To complete the data preparation, we need to take our filled coordinates and replace the NaNs on the death records table.
unique_merged["CO_CEP"] = (
unique_merged["CO_CEP"].astype(str).apply(lambda x: x.zfill(8))
)
# unfortunately we didn't fill all coordinates, let's drop them
missing_coords = missing_coords.drop(columns=["NU_LATITUDE", "NU_LONGITUDE"]).dropna()
# joining the datasets
full_table = unique_merged.merge(missing_coords, on="CO_CEP", how="left")
# filling the missing data
full_table["lat"] = full_table.apply(
lambda x: x["lat"] if pd.isnull(x["NU_LATITUDE"]) else x["NU_LATITUDE"], axis=1
)
full_table["lon"] = full_table.apply(
lambda x: x["lon"] if pd.isnull(x["NU_LONGITUDE"]) else x["NU_LONGITUDE"], axis=1
)
# compiling the CEP final table
full_table = (
full_table.drop(columns=["NU_LATITUDE", "NU_LONGITUDE", "CODESTAB_y"])
.dropna()
.rename(columns={"CODESTAB_x": "CODESTAB"})
.reset_index(drop=True)
)
df_enriched = df.merge(full_table, on="CODESTAB")
df_enriched["HORAOBITO"] = pd.to_numeric(
df_enriched["HORAOBITO"], downcast="integer", errors="coerce"
)
df_enriched = df_enriched.dropna()
df_enriched["DTOBITO"] = df_enriched["DTOBITO"].astype(str).apply(lambda x: x.zfill(8))
df_enriched["HORAOBITO"] = (
df_enriched["HORAOBITO"].astype(int).astype(str).apply(lambda x: x.zfill(4))
)
# Creating a timestamp column with both date and hour of death
df_enriched["DATA"] = df_enriched["DTOBITO"] + " " + df_enriched["HORAOBITO"]
df_enriched["DATA"] = pd.to_datetime(
df_enriched["DATA"], format="%d%m%Y %H%M", errors="coerce"
)
df_enriched = df_enriched.dropna()
df_enriched["NUMERODO"] = df_enriched["NUMERODO"].astype(str)
df_enriched["lat"] = (
df_enriched["lat"].astype(str).str.replace(",", ".", regex=False).astype(float)
)
df_enriched["lon"] = (
df_enriched["lon"].astype(str).str.replace(",", ".", regex=False).astype(float)
)
df_enriched.to_parquet("../data/clean/dataset.parquet.gzip", compression="gzip", index=False)
Streamlit according to the website is
“The fastest way to build custom ML tools”.
It is indeed a bold statement, but what sold me on it was the sentence on the subtitle:
“So you can stop spending time on frontend development and get back to what you do best.”.
For this experiment, we are going to spend even less time on frontend development by using an example gently posted by the Streamlit team (https://github.com/streamlit/demo-uber-nyc-pickups).
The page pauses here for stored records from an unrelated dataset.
PR #2616, opened 2026-08-04
test(mcp): pin the auth-tool expiresAt to the effective wait timeout

xpzouying:
## Related Issue

Follow-up to #2609 — tightens the tests it added; no separate issue.

## Problem

The v1/v2 auth-tool suites construct the tool with a `timeoutMs: 100` override, but the `expiresAt` assertions added in #2609 only bound the value by the 15-minute default — they pass even if the implementation ignored the override. Worse, the lower bound compares against `Date.now()` taken **after** the run completes, so the assertion becomes flaky the moment the test body takes longer than the 100ms override.

## What changed

Test-only. Both suites capture `before = Date.now()` ahead of the run and assert `expiresAt ∈ [before + 100, Date.now() + 100]` — pinning the deadline to *emit time + the effective wait timeout* exactly, with bounds that hold regardless of how long the test body takes.

No changeset: tests only.

## Verification

Both auth-tool suites pass (5 tests each); `oxlint` clean.

### DIFF
--- a/packages/agent-core-v2/test/agent/mcp/tools/auth.test.ts
+++ b/packages/agent-core-v2/test/agent/mcp/tools/auth.test.ts
@@ -51,6 +51,7 @@ describe('createMcpAuthTool', () => {
       complete: async () => undefined,
       cancel: async () => undefined,
     }));
+    const before = Date.now();
     const { result, updates } = runTool({
       oauthService,
       reconnect: async () => {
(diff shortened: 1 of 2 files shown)


xpzouying:
Closing — this is a test-only precision tweak; folding it into a future substantive PR instead of spending review bandwidth on a standalone one.

PR #2621, opened 2026-08-04
fix(tui): trim shell-only transcript turns and cap stored output

### LINKED ISSUE #2556: TUI memory leak: `!` shell output entries grow unbounded; folded entries are never reclaimed

he-yufeng:
## Related Issue

Resolve #2556

The linked issue covers two leaks. The folded-entry half is already in flight as #2603; this PR takes the other half, the `!` shell path.

## Problem

A session that leans on `!` grows memory without bound, for two reasons that compound:

- Both the echo and the output entry go in with `turnId: undefined`, so `groupTurns` folds the whole stretch into one tail turn, and `turnsToTrim` never touches the last turn. Entry count climbs forever.
- `finishShellOutput` stores the complete stdout/stderr twice: once inside `ShellRunComponent` (`finalStdout`/`finalStderr`) and once formatted into the transcript entry. The 256 KB running cap only applies mid-stream, so a single `! cat bigfile` pins its full size for the rest of the session.

## What changed

- `groupTurns` now flushes the buffered undefined run when the next user entry arrives. A real prompt still lands in the turn that follows it (that case has no buffered run yet), while each `!` echo starts a fresh group, so old commands trim away under the normal window together with their components. The existing removal path already handles this shape: the echo is a boundary component, so entries and components stay in lockstep.
- `finishShellOutput` caps each stored stream at the last 64 KB with a one-line `… (N earlier chars truncated)` marker, matching the scale of the running buffer's keep. The tail is what matters after a command spews.

Relationship to #2385: that PR bounds the rendered frame and deliberately keeps full output in the entry for export; this one bounds retention, which is the part that actually leaks. They compose, and this diff does not touch the render path it changes.

## Checklist

## Verification

- New unit tests: `!` stretch splits into one turn per command and old commands trim, prompt flow unchanged, cap keeps the tail with an accurate dropped count and never starts it on a lone low surrogate.
- `test/tui` suite: 1786 passed. `tsc --noEmit` clean for the touched files, oxlint clean.


he-yufeng:
Still mergeable and green. This trims shell-only transcript turns and caps stored output so long sessions stop ballooning; happy to rebase or adjust if the approach needs a different shape.

he-yufeng:
Still applies on current main: groupTurns keeps buffering chunks with undefined turnId into the trailing turn, which trimming can't touch, and stream.component.finish remains uncapped. #2385 only covered half of this, so the rest is still needed. Could someone take another look?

The demo presents the Uber pickups on New York City by hour. Our goal here is to replace pickups with deaths registered on SIM and New York City with the state of São Paulo.
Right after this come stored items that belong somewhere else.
PR #44, opened 2021-05-03
Fixes based on sandbox testing

dehall:
This PR brings in a few fixes based on testing against the Epic and Cerner sandboxes:

- Cerner doesn't support wildcard scopes, so now we can configure a custom set of scopes to use per server
- Cerner uses the `client_secret_basic` method of authentication which uses a client_secret instead of a JWT
- Epic's smart-configuration isn't at `{baseUrl}/.well-known/smart-configuration` so if getting that URL fails, we can try to get the token endpoint via the server metadata
- Posting Subscriptions to the subscription-proxy fails if we don't specify the content-type

### DIFF
--- a/src/utils/client.js
+++ b/src/utils/client.js
@@ -36,6 +36,10 @@ async function connectToServer(url) {
     }
   };
 
+  // NOTE: client_secret_basic authorization is not part of the backend auth spec
+  // (which requires the use of the signed authentication JWT)
+  // but it is included here to enable connecting to the Cerner sandbox,
+  // which currently only supports the client_secret_basic auth type
   if (secret) {
     delete props.client_assertion_type;
     delete props.client_assertion;
@@ -45,6 +49,7 @@ async function connectToServer(url) {
 
     headers.headers['Authorization'] = `Basic ${base64}`;
   }
+  // end client_secret_basic logic
 
   // Get access token from auth server
   const data = await axios
--- a/src/utils/client.js
+++ b/src/utils/client.js
@@ -86,8 +86,29 @@ async function getAccessToken(url) {
  * @returns token_endpoint
  */
 async function getTokenEndpoint(url) {
-  const response = await axios.get(`${url}/.well-known/smart-configuration`);
-  return response.data.token_endpoint;
+  try {
+    const response = await axios.get(`${url}/.well-known/smart-configuration`);
+    return response.data.token_endpoint;
+  } catch (e) {
+    try {
+      // sometimes the smart-config is in a non-standard place,
+      // so let's try the server capability statement
+      const response = await axios.get(`${url}/metadata`);
+
+      const rest = response.data.rest;
+      const serverRest = rest.find(r => r.mode === 'server');
+      const extensions = serverRest.security.extension;
+      const oauth = extensions.find(
+        e => e.url === 'http://fhir-registry.smarthealthit.org/StructureDefinition/oauth-uris'
+      );
+      return oauth.extension.find(e => e.url === 'token').valueUri;
+    } catch (e2) {
+      // not sure what to do if both fail?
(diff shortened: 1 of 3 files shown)


src/utils/client.js
```diff
@@ -35,6 +36,16 @@ async function connectToServer(url) {
     }
   };
 
+  if (secret) {
```
blangley28, line 39: So I get it because Cerner doesn't support JWT client assertion we need to add this but the SMART Backend Authorization spec says it SHALL use JWT and not client secret. I know its easier for us to adapt than make Cerner be compliant but it still rubs me the wrong way. I think at a minimum letting them know and including a comment here saying this is out of spec and only to support Cerner would help

src/utils/fhir.js
```diff
@@ -324,7 +324,10 @@ function postSubscriptionsToEHR(subscriptions) {
 
       // Create/Update Subscriptions on EHR server
       const ehrToken = await getAccessToken(ehrServer.endpoint);
-      const headers = { Authorization: `Bearer ${ehrToken}` };
+      const headers = {
+        Authorization: `Bearer ${ehrToken}`,
+        'Content-Type': 'application/fhir+json'
```
blangley28, line 329: Is it worth setting this conditionally based on the metadata? I haven't actually tested with the medmorph-fhir-server yet but I think it should work. I could imagine other servers being as picky as the subscription-proxy and requiring `application/json` instead of `application/fhir+json`.

src/utils/client.js
```diff
@@ -16,11 +16,12 @@ const error = require('../storage/logs').error('medmorph-backend:client');
 async function connectToServer(url) {
   // Generate the client_assertion jwt
   const tokenEndpoint = await getTokenEndpoint(url);
-  const clientId = servers.getServerByUrl(url).clientId;
+
+  const { clientId, secret, customScopes } = servers.getServerByUrl(url);
```
blangley28, line 20: Would you mind adding the `secret` and `customScopes` to the `servers` collection headers in `src/ui/components/Collections/Collections.jsx` so they can be edited from the ui?

blangley28 (changes requested):

src/utils/client.js
blangley28: Cerner doesn't support subscriptions, right? So is this even needed here or only in the subscriptions-proxy? Since the interface between the proxy and the sandbox is out of scope of the spec I'm totally fine with having that use client secret

dehall: That's a good point. This is a reference implementation of a specification. Cerner doesn't claim to support the MedMorph spec or the SMART backend auth spec so adding code here to support them is strange. Cerner and Epic don't support either the Subscription resource, nor any approach to build a subscription capability on top of what they do support, so I'm not sure if it's worth using the subscription proxy at all. (They require all resource queries to be by ID, so for example you can get an Encounter by ID, or all Encounters by a Patient ID, but not all Encounters.) I guess we could use it as an "auth shim"...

There are only a few things we need to change in the code to adapt the application to our use.
git clone https://github.com/streamlit/demo-uber-nyc-pickups.git
cd demo-uber-nyc-pickups
# OLD -> DATE_TIME = "date/time"
# NEW -> DATE_TIME = "data"
# OLD -> data = pd.read_csv(DATA_URL, nrows=nrows)
# NEW -> data = pd.read_parquet("../data/clean/dataset.parquet.gzip")
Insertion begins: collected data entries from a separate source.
PR #45, opened 2021-05-03
Add env variables to remove auth

danlee1025:
- Added `REQUIRE_AUTH` and `REQUIRE_AUTH_FOR_OUTGOING` environment variables.
- If set to `false`, the app will authorize all requests and not retrieve access tokens for outgoing requests.

### DIFF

For cosmetic purposes you may also change the title and other specific references
pip install streamlit
streamlit run app.py
Voilà! This command will automatically open the app on your browser (port 8051 by default).
This is a very simple project that shows some amazing libraries that are being developed lately for Machine Learning applications. Although we didn't used any complex techniques here, we covered an interesting part of what a data scientist do. Data ingestion, cleaning, enriching and finally visualization.
I hope you learned something from this and I encourage you to play around with Streamlit, it's definitely amazing!